Quote from: StuartIs it something about Forge / Storygames that leads to this kind of play?  I mean, it's not my experience at all, and most of the forums / podcasts about "traditional" RPG gaming I've seen and heard say they don't go anywhere close to stuff like that.

I just wanted to clarify, in the example I cited above, there was not one hint of "kink" or "fantisizing" going on for any participant of the scene. There was simply a mature atmosphere of safe exploration of any issue that may confront our various protagonists.
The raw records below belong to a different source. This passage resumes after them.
PR #244, opened 2025-10-27
feat: logout option to the CLI and Python authorization

tropicrainforest:
Following up on the discussion in [the server-side logout endpoint PR](https://github.com/freva-org/freva-nextgen/pull/242#issuecomment-3442141999), this PR adds support for cleaning up both the local token file and the corresponding session on the OIDC server.
This was ready by the end of last week, I just forgot to push it earlier.

Main changes:

* we replaced

  ```bash
  freva-client auth
  ```

  with

  ```bash
  freva-client auth login
  ```
* And added

  ```bash
  freva-client auth logout
  ```

Since the latest REST API is already deployed on gems, you can test it with:

```bash
pip install git+https://github.com/freva-org/freva-nextgen.git@logout-client#subdirectory=freva-client
freva-client auth login --host https://www.gems.dkrz.de
freva-client auth logout --host https://www.gems.dkrz.de
```

Or in Python:

```python
from freva_client import authenticate, logout
authenticate(host="https://www.gems.dkrz.de")
logout(host="https://www.gems.dkrz.de")
```

### DIFF
--- a/docs/source/auth/auth-lib.rst
+++ b/docs/source/auth/auth-lib.rst
@@ -8,13 +8,14 @@ with the authentication system.
 
 .. autofunction:: freva_client.authenticate
 
+.. autofunction:: freva_client.logout
+
 .. _auth_cli:
 
 Using the command line interface
 ================================
 
-Token creation and refreshing can also be achieved with help of the ``auth``
-sub command of the command line interface
+Token creation and logout can be achieved with the ``auth`` sub command:
 
 .. code:: console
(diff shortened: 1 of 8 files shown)


antarcticrainforest:
I didn't mean to tell you, we don't need that. But only that I feel like the importance and complexity of this doesn't deserve a sub command by it's own. a `--revoke` flag (or parameter for that matter) would be enough in my opinion.

PR #318, opened 2026-03-14
Fix: when it begins, if key doesn't exist yet, job is queued (3), not gone (5)

tropicrainforest:
When `/html` is fired, the very first `/status` poll almost always wins the race against the worker's initial Redis write. The key doesn't exist yet, so the cache returns empty, and the backend defaults to `5` (gone). when in reality the job was just submitted. This returned `5` disappears within a second once the worker writes its first entry. On a small change, this PR is going to return 3 status, when the `Cache.get(key)` is still empty. Do you think if this makes sense?

### DIFF
--- a/freva-rest/src/freva_rest/freva_data_portal/utils.py
+++ b/freva-rest/src/freva_rest/freva_data_portal/utils.py
@@ -166,8 +166,10 @@ async def read_redis_data(
         timeout += 1
     npolls = 0.0
     dt = 0.5
-    data = cloudpickle.loads((await Cache.get(key)) or b"\x80\x05}\x94.")
-    task_status = LoadStatus(data.get("status", 5))
+    raw = await Cache.get(key)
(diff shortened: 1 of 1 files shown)


antarcticrainforest (changes requested):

In this case, it involved molestation, but there was nothing titilating or purient about David's portrayal. The situation involved Annie's Protagonist coming out of a VR existence into the real world and experiencing the sensory and emotional shock of separation, and being victimized by a sleazeball scammer who poses as a sort of "integration counselor" to help you adjust to physical life, and takes advantage of you in that vulnerable state. David described him bathing, soothing and massaging Annie, and we had a roll to see if she succumbed to his emotional influence in her drugged state. She didn't, and pulled away from him. If she had succumbed, we would have stopped well short of verbal porn, believe me (The guy was more about domination than sex, anyway).

I don't know if this sort of thing is peculiar to story games or not, but I'll take this incedent any day over my old D&D experience where my and another player's characters saw our Dryad fellow-PC unconscious and naked and the DM told us "roll Wisdom to see if you resist raping her."